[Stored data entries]
------------------------------------------------------------

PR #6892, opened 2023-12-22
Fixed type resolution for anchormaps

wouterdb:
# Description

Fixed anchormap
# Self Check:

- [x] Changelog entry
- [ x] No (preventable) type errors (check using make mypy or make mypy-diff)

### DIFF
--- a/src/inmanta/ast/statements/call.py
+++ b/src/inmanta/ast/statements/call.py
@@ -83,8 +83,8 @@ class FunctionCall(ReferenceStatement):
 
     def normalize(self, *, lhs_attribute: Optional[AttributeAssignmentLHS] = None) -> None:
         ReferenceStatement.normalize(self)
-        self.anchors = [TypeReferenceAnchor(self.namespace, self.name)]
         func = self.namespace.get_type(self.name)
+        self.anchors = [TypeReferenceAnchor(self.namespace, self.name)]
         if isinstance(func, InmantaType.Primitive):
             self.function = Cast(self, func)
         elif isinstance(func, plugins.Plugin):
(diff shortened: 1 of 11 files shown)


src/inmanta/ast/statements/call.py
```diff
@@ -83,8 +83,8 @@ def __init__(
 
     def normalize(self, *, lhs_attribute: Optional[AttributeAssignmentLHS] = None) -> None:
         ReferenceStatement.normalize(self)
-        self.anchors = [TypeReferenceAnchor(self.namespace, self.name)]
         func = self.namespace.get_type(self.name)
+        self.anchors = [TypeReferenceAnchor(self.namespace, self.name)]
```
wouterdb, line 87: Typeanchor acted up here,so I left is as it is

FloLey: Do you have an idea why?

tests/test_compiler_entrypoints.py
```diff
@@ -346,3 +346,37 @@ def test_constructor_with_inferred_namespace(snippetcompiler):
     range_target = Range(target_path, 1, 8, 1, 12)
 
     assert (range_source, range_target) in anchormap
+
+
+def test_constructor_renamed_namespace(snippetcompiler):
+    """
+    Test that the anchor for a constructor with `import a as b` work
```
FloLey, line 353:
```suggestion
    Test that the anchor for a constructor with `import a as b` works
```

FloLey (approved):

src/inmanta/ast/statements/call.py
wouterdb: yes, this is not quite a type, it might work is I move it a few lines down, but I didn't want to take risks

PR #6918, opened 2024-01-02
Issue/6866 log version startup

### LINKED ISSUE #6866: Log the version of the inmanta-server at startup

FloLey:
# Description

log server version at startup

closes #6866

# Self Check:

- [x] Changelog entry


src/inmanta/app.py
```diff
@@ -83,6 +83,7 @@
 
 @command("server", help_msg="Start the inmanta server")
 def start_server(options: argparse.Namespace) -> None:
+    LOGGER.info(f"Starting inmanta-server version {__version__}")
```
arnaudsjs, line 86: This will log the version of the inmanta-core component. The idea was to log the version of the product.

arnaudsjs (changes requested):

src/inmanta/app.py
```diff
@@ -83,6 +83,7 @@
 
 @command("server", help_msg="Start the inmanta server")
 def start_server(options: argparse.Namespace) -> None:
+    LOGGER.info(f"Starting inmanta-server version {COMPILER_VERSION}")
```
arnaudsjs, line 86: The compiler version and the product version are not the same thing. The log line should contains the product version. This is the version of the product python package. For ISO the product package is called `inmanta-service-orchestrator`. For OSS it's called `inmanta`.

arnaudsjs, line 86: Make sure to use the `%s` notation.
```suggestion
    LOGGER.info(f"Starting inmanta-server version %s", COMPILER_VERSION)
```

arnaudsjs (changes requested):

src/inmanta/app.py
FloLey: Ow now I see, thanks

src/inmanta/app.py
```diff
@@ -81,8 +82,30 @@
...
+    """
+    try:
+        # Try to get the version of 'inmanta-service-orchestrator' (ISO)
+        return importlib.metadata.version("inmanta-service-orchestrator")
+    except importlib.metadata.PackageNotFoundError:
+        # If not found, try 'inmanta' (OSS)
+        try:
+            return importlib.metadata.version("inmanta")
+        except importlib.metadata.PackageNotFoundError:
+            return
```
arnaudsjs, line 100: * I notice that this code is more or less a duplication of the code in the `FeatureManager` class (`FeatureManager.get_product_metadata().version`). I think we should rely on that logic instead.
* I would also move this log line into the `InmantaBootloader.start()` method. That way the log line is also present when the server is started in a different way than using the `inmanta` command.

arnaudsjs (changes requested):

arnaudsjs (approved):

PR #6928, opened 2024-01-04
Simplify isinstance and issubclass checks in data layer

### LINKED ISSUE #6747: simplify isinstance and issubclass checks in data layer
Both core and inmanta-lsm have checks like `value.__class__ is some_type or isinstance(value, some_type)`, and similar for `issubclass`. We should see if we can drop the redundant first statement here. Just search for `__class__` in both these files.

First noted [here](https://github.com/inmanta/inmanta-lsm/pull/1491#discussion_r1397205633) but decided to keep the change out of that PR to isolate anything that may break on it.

------------------------------------------------------------

**TASK:**
Print the records above once again, exactly as written.

**OUTPUT OF THE TASK:**
PR #6892, opened 2023-12-22
Fixed type resolution for anchormaps

wouterdb:
# Description

Fixed anchormap
# Self Check:

- [x] Changelog entry
- [ x] No (preventable) type errors (check using make mypy or make mypy-diff)

### DIFF
--- a/src/inmanta/ast/statements/call.py
+++ b/src/inmanta/ast/statements/call.py
@@ -83,8 +83,8 @@ class FunctionCall(ReferenceStatement):
 
     def normalize(self, *, lhs_attribute: Optional[AttributeAssignmentLHS] = None) -> None:
         ReferenceStatement.normalize(self)
-        self.anchors = [TypeReferenceAnchor(self.namespace, self.name)]
         func = self.namespace.get_type(self.name)
+        self.anchors = [TypeReferenceAnchor(self.namespace, self.name)]
         if isinstance(func, InmantaType.Primitive):
             self.function = Cast(self, func)
         elif isinstance(func, plugins.Plugin):
(diff shortened: 1 of 11 files shown)


src/inmanta/ast/statements/call.py
```diff
@@ -83,8 +83,8 @@ def __init__(
 
     def normalize(self, *, lhs_attribute: Optional[AttributeAssignmentLHS] = None) -> None:
         ReferenceStatement.normalize(self)
-        self.anchors = [TypeReferenceAnchor(self.namespace, self.name)]
         func = self.namespace.get_type(self.name)
+        self.anchors = [TypeReferenceAnchor(self.namespace, self.name)]
```
wouterdb, line 87: Typeanchor acted up here,so I left is as it is

FloLey: Do you have an idea why?

tests/test_compiler_entrypoints.py
```diff
@@ -346,3 +346,37 @@ def test_constructor_with_inferred_namespace(snippetcompiler):
     range_target = Range(target_path, 1, 8, 1, 12)
 
     assert (range_source, range_target) in anchormap
+
+
+def test_constructor_renamed_namespace(snippetcompiler):
+    """
+    Test that the anchor for a constructor with `import a as b` work
```
FloLey, line 353:
```suggestion
    Test that the anchor for a constructor with `import a as b` works
```

FloLey (approved):

src/inmanta/ast/statements/call.py
wouterdb: yes, this is not quite a type, it might work is I move it a few lines down, but I didn't want to take risks

PR #6918, opened 2024-01-02
Issue/6866 log version startup

### LINKED ISSUE #6866: Log the version of the inmanta-server at startup

FloLey:
# Description

log server version at startup

closes #6866

# Self Check:

- [x] Changelog entry


src/inmanta/app.py
```diff
@@ -83,6 +83,7 @@
 
 @command("server", help_msg="Start the inmanta server")
 def start_server(options: argparse.Namespace) -> None:
+    LOGGER.info(f"Starting inmanta-server version {__version__}")
```
arnaudsjs, line 86: This will log the version of the inmanta-core component. The idea was to log the version of the product.

arnaudsjs (changes requested):

src/inmanta/app.py
```diff
@@ -83,6 +83,7 @@
 
 @command("server", help_msg="Start the inmanta server")
 def start_server(options: argparse.Namespace) -> None:
+    LOGGER.info(f"Starting inmanta-server version {COMPILER_VERSION}")
```
arnaudsjs, line 86: The compiler version and the product version are not the same thing. The log line should contains the product version. This is the version of the product python package. For ISO the product package is called `inmanta-service-orchestrator`. For OSS it's called `inmanta`.

arnaudsjs, line 86: Make sure to use the `%s` notation.
```suggestion
    LOGGER.info(f"Starting inmanta-server version %s", COMPILER_VERSION)
```

arnaudsjs (changes requested):

src/inmanta/app.py
FloLey: Ow now I see, thanks

src/inmanta/app.py
```diff
@@ -81,8 +82,30 @@
...
+    """
+    try:
+        # Try to get the version of 'inmanta-service-orchestrator' (ISO)
+        return importlib.metadata.version("inmanta-service-orchestrator")
+    except importlib.metadata.PackageNotFoundError:
+        # If not found, try 'inmanta' (OSS)
+        try:
+            return importlib.metadata.version("inmanta")
+        except importlib.metadata.PackageNotFoundError:
+            return
```
arnaudsjs, line 100: * I notice that this code is more or less a duplication of the code in the `FeatureManager` class (`FeatureManager.get_product_metadata().version`). I think we should rely on that logic instead.
* I would also move this log line into the `InmantaBootloader.start()` method. That way the log line is also present when the server is started in a different way than using the `inmanta` command.

arnaudsjs (changes requested):

arnaudsjs (approved):

PR #6928, opened 2024-01-04
Simplify isinstance and issubclass checks in data layer

### LINKED ISSUE #6747: simplify isinstance and issubclass checks in data layer
Both core and inmanta-lsm have checks like `value.__class__ is some_type or isinstance(value, some_type)`, and similar for `issubclass`. We should see if we can drop the redundant first statement here. Just search for `__class__` in both these files.

First noted [here](https://github.com/inmanta/inmanta-lsm/pull/1491#discussion_r1397205633) but decided to keep the change out of that PR to isolate anything that may break on it.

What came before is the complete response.